▶ **Problem to solve**:
From the records below, copy each line in which the string "placeholders" occurs.

Dataset excerpts:
PR #16436, opened 2026-01-05
Add PointwiseAffineRewritePass for XNNPACK

mergennachin:
Converts pointwise Linear/MatMul to Conv2d(1x1) to eliminate transpose overhead in vision and transformer models. Pattern matches through layout ops (permute, reshape) and replaces entire chains with optimized ops.

How it works

- NCHW patterns (permute→reshape→linear→reshape→permute) → Conv2d(1x1)
- Other patterns (NHWC, transformer) → optimized MatMul with minimal permutes
- Safety-first: rejects ambiguous patterns rather than risk miscompilation

Key features

- Inherits from ExportPass for pipeline compatibility
- Unique channel axis validation (reject if multiple candidates)
- Single consumer path (avoid breaking shared subgraphs)
- Bias vs residual detection (only accept provably bias adds)
- Collision-proof naming for new constants
- Q/DQ extension points for future quantization support

### DIFF
--- a/backends/xnnpack/_passes/pointwise_affine_pass.py
+++ b/backends/xnnpack/_passes/pointwise_affine_pass.py
@@ -1,0 +1,1047 @@
+"""
+Pointwise Affine Rewrite Pass for XNNPACK.
+
+Converts pointwise Linear/MatMul operations to Conv2d(1x1) or optimized MatMul,
+reducing transpose overhead in vision and transformer models.
+
+A pointwise affine operation applies Y = X @ W^T + b independently at each spatial
+position. The channel dimension is the contraction dimension for the matrix multiply,
+while spatial dimensions are preserved (each spatial location is processed identically).
+
+Algorithm Overview
+------------------
+MATCHING (PointwiseAffineMatcher):
+1. Find Linear/MatMul ops with 2D input [flat_batch, cin]
+2. Validate the flatten preserves channel axis:
+   - Producer must have exactly ONE axis of size cin
+   - That axis must end up at the last position (via permute or already there)
+   - Product of other dims must equal flat_batch
+3. Trace BACKWARD through layout ops to find N-D origin tensor
+4. Find unique channel axis in origin shape (reject if ambiguous)
+5. Trace FORWARD through layout ops to find N-D output tensor
+   - Require single-user path (avoid breaking shared subgraphs)
+   - Accept bias adds only if provably bias (parameter, not activation)
+6. Verify output shape matches expected [origin_shape with cout replacing cin]
+
+LOWERING (PointwiseAffineLowering):
+- NCHW (rank 4, channel axis 1): Replace entire pattern with Conv2d(1x1)
+- Other patterns: Replace with permute -> reshape -> mm -> reshape -> permute
+
+Safety measures to avoid false positives:
+1. Unique channel axis - reject if multiple axes could be the channel
+2. Single consumer path - require linear has exactly one user
+3. Explicit op allowlist - no substring matching
+4. Channel axis validation - verify flatten preserves channel intact
+5. Bias validation - only accept provably bias adds, not residual connections
+6. Concrete shapes only - reject symbolic dimensions
+
+Supported patterns:
+- NCHW (rank 4, channel axis 1) -> Conv2d(1x1)
+- NHWC/Transformer (channel last) -> MatMul
+"""
+
+import copy
+import logging
+from dataclasses import dataclass
+from typing import Callable, Dict, List, Optional, Set, Tuple
+
+import torch
+import torch.fx as fx
+from executorch.backends.xnnpack._passes.xnnpack_pass import XNNPACKPass
+from executorch.backends.xnnpack.utils.utils import get_param_tensor, is_param_node
+from executorch.exir.backend.utils import is_shape_dynamic
+from executorch.exir.dialects._ops import ops as exir_ops
+from torch.export.graph_signature import InputKind
+from torch.fx.passes.infra.pass_base import PassResult
+
+logger = logging.getLogger(__name__)
+
+
+# Op allowlists - explicit sets, no substring matching
+LAYOUT_OPS = frozenset(
+    [
+        torch.ops.aten.permute.default,
+        torch.ops.aten.permute_copy.default,
+        torch.ops.aten.transpose.int,
+        torch.ops.aten.view.default,
+        torch.ops.aten.view_copy.default,
+        torch.ops.aten.reshape.default,
+        torch.ops.aten._unsafe_view.default,
+        torch.ops.aten.flatten.using_ints,
+        torch.ops.aten.unflatten.int,
+        torch.ops.aten.squeeze.dim,
+        torch.ops.aten.squeeze.dims,
+        torch.ops.aten.unsqueeze.default,
+        torch.ops.aten.contiguous.default,
+        torch.ops.aten.clone.default,
+    ]
+)
+LINEAR_OPS = frozenset(
+    [
+        torch.ops.aten.linear.default,
+        torch.ops.aten.mm.default,
+        torch.ops.aten.addmm.default,
+        torch.ops.aten.matmul.default,
+    ]
+)
+RESHAPE_OPS = frozenset(
+    [
+        torch.ops.aten.view.default,
+        torch.ops.aten.view_copy.default,
+        torch.ops.aten.reshape.default,
+        torch.ops.aten._unsafe_view.default,
+    ]
+)
+PERMUTE_OPS = frozenset(
+    [torch.ops.aten.permute.default, torch.ops.aten.permute_copy.default]
+)
+TRANSPARENT_OPS = frozenset(
+    [torch.ops.aten.contiguous.default, torch.ops.aten.clone.default]
+)
+
+# Activation ops that can appear between linear and layout ops.
+# We trace through these and recreate them after the rewritten conv2d/mm.
+ACTIVATION_OPS = frozenset(
+    [
+        torch.ops.aten.relu.default,
+        torch.ops.aten.gelu.default,
+        torch.ops.aten.silu.default,
+        torch.ops.aten.hardswish.default,
+        torch.ops.aten.hardsigmoid.default,
+    ]
+)
+
+# Maximum depth for tracing through layout ops (permute, reshape, view, etc.)
+# This limits loop iterations when walking the graph to find patterns.
+# 20 is generous - real patterns typically have 3-6 layout ops.
+_MAX_TRACE_DEPTH = 20
+
+
+def _underlying(target):
+    """Get underlying ATen op for edge dialect ops."""
+    return getattr(target, "_op", target)
+
+
+def _op_in(target, op_set: frozenset) -> bool:
+    """Check if target or its underlying op is in the set."""
+    return target in op_set or _underlying(target) in op_set
+
+
+def _shape(node: fx.Node) -> Optional[Tuple[int, ...]]:
+    """Get concrete shape from node, None if symbolic."""
+    val = node.meta.get("val")
+    if val is None or not hasattr(val, "shape"):
+        return None
+    # Use is_shape_dynamic to efficiently check for symbolic dimensions
+    if is_shape_dynamic(node):
+        return None
+    return tuple(int(s) for s in val.shape)
+
+
+def _dtype(node: fx.Node) -> torch.dtype:
+    """Get dtype from node. Raises if node lacks valid tensor metadata."""
+    val = node.meta.get("val")
+    if val is None or not hasattr(val, "dtype"):
+        raise ValueError(
+            f"Node {node.name} lacks valid tensor metadata; cannot extract dtype"
+        )
+    return val.dtype
+
+
+def _copy_meta(meta: Dict, new_val=None) -> Dict:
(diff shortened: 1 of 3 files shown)


backends/xnnpack/_passes/pointwise_affine_pass.py
```diff
@@ -0,0 +1,1040 @@
...
+                return None, set()
+        # Depth limit reached - log for debugging
+        logger.debug(
+            "PointwiseAffineRewritePass: _trace_back hit depth limit %d at node %s",
+            _MAX_TRACE_DEPTH,
+            start.name,
+        )
+        return None, set()
+
+    def _trace_forward(self, start: fx.Node, target_rank: int, cout: int):
```
GregoryComer, line 534: Nit: Is it possible to use SubgraphMatcher and then do validation on the result to avoid writing custom matching logic?

backends/xnnpack/_passes/pointwise_affine_pass.py
```diff
@@ -0,0 +1,1040 @@
...
+                    return tensor, b
+        elif _op_in(t, {torch.ops.aten.addmm.default}) and node.args:
+            b = node.args[0]
+            if isinstance(b, fx.Node):
+                tensor = self._get_param(b)
+                if tensor is not None and tensor.shape == (cout,):
+                    return tensor, b
+        return None, None
+
+    def _extract_add_bias(self, add_node: fx.Node, pred: fx.Node, cout: int):
```
GregoryComer, line 683: It doesn't hurt to have this code, but is this a pattern that we actually see in models? Having an explicit bias add node instead of using linear/addmm?

backends/xnnpack/_passes/pointwise_affine_pass.py
```diff
@@ -0,0 +1,1040 @@
...
+    """
+    Copy node metadata, optionally overriding 'val'.
+    """
+    result = copy.copy(meta)
+    if new_val is not None:
+        result["val"] = new_val
+    return result
+
+
+def _is_dq_node(node: fx.Node) -> bool:
```
GregoryComer: Nit: Duplicates existing `is_dequant` function in backends/xnnpack/utils/quant_utils.py.

backends/xnnpack/_passes/pointwise_affine_pass.py
```diff
@@ -0,0 +1,1040 @@
...
+    """Check if node is a dequantize operation."""
+    return node.op == "call_function" and _op_in(node.target, DQ_OPS)
+
+
+def _get_dq_source(node: fx.Node) -> Optional[fx.Node]:
```
GregoryComer: This function seems a little odd. It's only handling dq nodes that take a direct graph input (placeholder node)? The quantized source, is, in general, the output of some op node and not a placeholder.

backends/xnnpack/_passes/pointwise_affine_pass.py
```diff
@@ -0,0 +1,1040 @@
...
+        a0, a1 = add_node.args[:2]
+        bias_arg = a1 if a0 is pred else (a0 if a1 is pred else None)
+        if not isinstance(bias_arg, fx.Node):
+            return None, None
+        t = self._get_param(bias_arg)
+        if t is not None and self._valid_bias_shape(t.shape, cout):
+            return t.reshape(cout), bias_arg
+        return None, None
+
+    def _get_param(self, node: fx.Node) -> Optional[torch.Tensor]:
```
GregoryComer, line 701: Nit: Duplicates existing get_param_tensor function in backends/xnnpack/utils/utils.py.

backends/xnnpack/_passes/pointwise_affine_pass.py
```diff
@@ -0,0 +1,1040 @@
...
+            m.output.replace_all_uses_with(new_out)
+
+            # Erase unused nodes in reverse topological order (users before inputs).
+            # Sort match nodes by graph position, then reverse to get proper erase order.
+            nodes_to_erase = [
+                node
+                for node in graph_module.graph.nodes
+                if node in m.nodes and node != m.origin
+            ]
+            for node in reversed(nodes_to_erase):
```
GregoryComer, line 1032: Can you add a test to validate that the original weights aren't present in the new delegate blob?

backends/xnnpack/test/passes/test_pointwise_affine.py
```diff
@@ -0,0 +1,585 @@
...
+
+        model = NHWCPointwiseLinear(8, 16).eval()
+        inputs = (torch.randn(2, 4, 4, 8),)
+
+        (
+            Tester(model, inputs)
+            .export()
+            .to_edge()
+            .run_passes(self.PassStage)
+            .check_node_count({MM_OP: 1})  # mm exists - pass worked!
```
GregoryComer, line 136: Can you add an E2E test to verify that the linear/mm is delegated post-transform for this case? Also, what is the intent of this re-write?

backends/xnnpack/_passes/pointwise_affine_pass.py
```diff
@@ -0,0 +1,1040 @@
...
+    try:
+        return tuple(int(s) for s in val.shape)
+    except (TypeError, ValueError):
+        return None
+
+
+def _dtype(node: fx.Node) -> torch.dtype:
+    """Get dtype from node."""
+    val = node.meta.get("val")
+    return val.dtype if val is not None and hasattr(val, "dtype") else torch.float32
```
GregoryComer: Nit: This logic seems suspect - it defaults to float32? If it's actually a valid tensor, it should always have a dtype. Falling back to float32 silently seems error-prone.

backends/xnnpack/_passes/pointwise_affine_pass.py
```diff
@@ -0,0 +1,1040 @@
...
+    return target in op_set or _underlying(target) in op_set
+
+
+def _shape(node: fx.Node) -> Optional[Tuple[int, ...]]:
+    """Get concrete shape from node, None if symbolic."""
+    val = node.meta.get("val")
+    if val is None or not hasattr(val, "shape"):
+        return None
+    try:
+        return tuple(int(s) for s in val.shape)
```
GregoryComer: Nit: We can use is_shape_dynamic in exir/backend/utils.py to check for symbolic dimensions, instead of relying on it throwing on dynamic dims, which is slow.

backends/xnnpack/_passes/pointwise_affine_pass.py
```diff
@@ -0,0 +1,1040 @@
...
+    def _meta_tensor(self, shape: List[int], dtype: torch.dtype) -> torch.Tensor:
+        """
+        Create a tensor for metadata purposes only.
+
+        Uses torch.empty to avoid unnecessary memory initialization since only
+        shape and dtype are used, not the tensor values.
+        """
+        return torch.empty(shape, dtype=dtype)
+
+    def _maybe_rewrap_qdq(self, node: fx.Node, reference: fx.Node) -> fx.Node:
```
GregoryComer: Can we either fully implement handling for quantized subgraphs (w/ tests) or clean up this logic? I'm hesitant to include a half-implementation.

GregoryComer: Additionally, it would be good to at a minimum, add some tests to verify that the pass doesn't break the lowering when it receives a quantized graph.

backends/xnnpack/_passes/pointwise_affine_pass.py
```diff
@@ -0,0 +1,1040 @@
...
+reducing transpose overhead in vision and transformer models.
+
+A pointwise affine operation applies Y = W @ X + b independently at each spatial
+position, where only the channel dimension participates in the matrix multiply.
+
+Algorithm Overview
+------------------
+MATCHING (PointwiseAffineMatcher):
+1. Find Linear/MatMul ops with 2D input [flat_batch, cin]
+2. Validate the flatten preserves channel axis:
```
GregoryComer, line 15: I'm not completely sold on this being sound in all cases by just looking at the input and output shapes. Consider the following case:

x: [1, 2, 3, 4]
y: [12, 2] = x.reshape(12, 2)
y: [12, 4] = linear(x)
y: [1, 4, 3, 4] = x.reshappe(1, 4, 3, 4)

If I'm understanding correctly, the logic is just looking at shape before and after any reshape/permute transformations and doesn't consider the actual op semantics. At a minimum, can we add tests for the above case?

In general, I think it would be safer to pattern-match on specific, concrete patterns than try to handle arbitrary view and permute ops by only looking at the input and output shapes. That would also allow re-using existing fx graph APIs to do subgraph matching instead of using a custom matching algorithm here.

If needed, we can canonicalize the view and reshape-stype ops down to just view and permute.

GregoryComer (changes requested):
Thanks for putting this up. I have a few concerns with the soundness of the matching logic, as it currently stands. I'm good to merge it if we can add tests to verify the cases called out in the comments.

As a nit, there are a lot of duplicated utility functions in this pass. It would be good to consolidate on the existing utils, where possible. I've left comments on most of them to mention the existing util.

Do you have performance numbers for a motivating case? I believe that this should be a net benefit, mostly just curious on the magnitude. In the long-term, zero cost views + transpose optimizations should give us this "for free" without this pass, but I'm happy to merge this for now.

GregoryComer:
Also, are we confident that the LLM-related failures are unrelated to these changes? I see some are non-CPU, but there are some CPU failures. The Phi3 job, for example, shows wrong outputs. It could be a flaky job, but it would be good to confirm this.

backends/xnnpack/_passes/pointwise_affine_pass.py
mergennachin: SubgraphMatcher is unfortunately not suitable. Variable-length chains can't be expressed as fixed subgraphs. 

We need to enumerate 

- origin -> reshape -> linear -> reshape -> output
- origin -> permute -> reshape -> linear -> reshape -> permute -> output
- origin -> flatten -> linear -> unflatten -> output

...

backends/xnnpack/_passes/pointwise_affine_pass.py
mergennachin: The pass doesn't just look at input/output shapes. It validates that the channel dim is preserved correctly through the layout ops. Specifically, _valid_reshape requires that:
  - Either the channel axis is already at the last position in the producer's shape
  - OR the producer is a permute operation that moves the channel axis to last

I added a test that to demonstrate that it rejects the example pattern above. **test_channel_axis_not_at_last_position_should_not_match**

backends/xnnpack/_passes/pointwise_affine_pass.py
mergennachin: I will remove quantization logic for now.

backends/xnnpack/_passes/pointwise_affine_pass.py
mergennachin: I remove the quantization code, and also added a test that quantized graph lowering is not broken (the pass doesn't recognize).

mergennachin:
Addressing @GregoryComer 's feedbacks 

1. Re-using utility functions 

2. Removed Quantization-Related Code

- Removed is_dequant import from quant_utils
- Removed _get_dq_source function (unused, had incorrect placeholder-only logic)
- Removed _maybe_rewrap_qdq method (was a no-op with TODO comment)
- Simplified _create_node to return node directly without wrapper call

3. Added Test for Reviewer's Example (lines 570-609)

- Added test_channel_axis_not_at_last_position_should_not_match in TestMatcherNegative
- Tests the specific pattern: [1, 2, 3, 4] -> reshape(12, 2) -> linear -> reshape(1, 4, 3, 4)
- Verifies the pass correctly rejects patterns where channel axis is not at last position without a permute

4. Added Quantization Compatibility Tests (lines 898-1048)

- New TestQuantizationCompatibility class with 4 tests:
  - test_quantized_nchw_linear_not_matched - Explicitly verifies pass does NOT create conv2d/mm for quantized graphs
  - test_quantized_nhwc_linear_not_matched - Same for NHWC pattern
  - test_quantized_nchw_linear_full_pipeline - Verifies full pipeline still works with quantization
  - test_quantized_linear_relu_full_pipeline - Verifies linear+relu with quantization

5. Fixed _dtype Function (lines 141-148)

- Changed from silently defaulting to float32 to raising ValueError if node lacks valid tensor metadata
- Prevents masking bugs from silent fallback

6. Added NHWC E2E Delegation Test (lines 732-782)

- Added test_nhwc_delegates_to_xnnpack in TestXNNPACKIntegration
- Verifies linear -> mm rewrite and XNNPACK delegation for NHWC patterns
- Includes detailed docstring explaining the intent of the NHWC rewrite

7. Added Weight Cleanup Verification Test (lines 784-850)

- Added test_original_weights_not_in_transformed_graph in TestXNNPACKIntegration
- Verifies original linear weight/bias placeholders are removed after transformation
- Confirms new conv weight placeholders are present instead

backends/xnnpack/_passes/pointwise_affine_pass.py
GregoryComer: Sounds good. I still think there may be cases that aren't handled here, but I'm okay to wait and see / take it as a follow-up as long as CI is green. Thanks.

GregoryComer (approved):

▶ **Exercise solution**:
- Verifies original linear weight/bias placeholders are removed after transformation
- Confirms new conv weight placeholders are present instead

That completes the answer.